Dataset entries:
******************************
PR #6682, opened 2022-01-07
Fix development container

shu-mutou:
* Use specified docker network, due to latest `kind` uses it.
* Change default running mode to `npm run start:prod`, because almost initial user
  for this development container is assumed to try dashboard or to translate dashboard.


maciaszczykm:
Nice, thanks!

/lgtm

PR #6684, opened 2022-01-12
Update npm packeges in dependencies

shu-mutou:
This PR updates dependencies for production that do not have breakable changes.


shu-mutou:
I would update other dependencies later.

shu-mutou:
Is EasyCLA gone?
******************************
_PROBLEM DETAILS_
Reproduce the records above exactly.

_SOLUTION BELOW_
PR #6682, opened 2022-01-07
Fix development container

shu-mutou:
* Use specified docker network, due to latest `kind` uses it.
* Change default running mode to `npm run start:prod`, because almost initial user
  for this development container is assumed to try dashboard or to translate dashboard.


maciaszczykm:
Nice, thanks!

/lgtm

PR #6684, opened 2022-01-12
Update npm packeges in dependencies

shu-mutou:
This PR updates dependencies for production that do not have breakable changes.


shu-mutou:
I would update other dependencies later.

shu-mutou:
Is EasyCLA gone?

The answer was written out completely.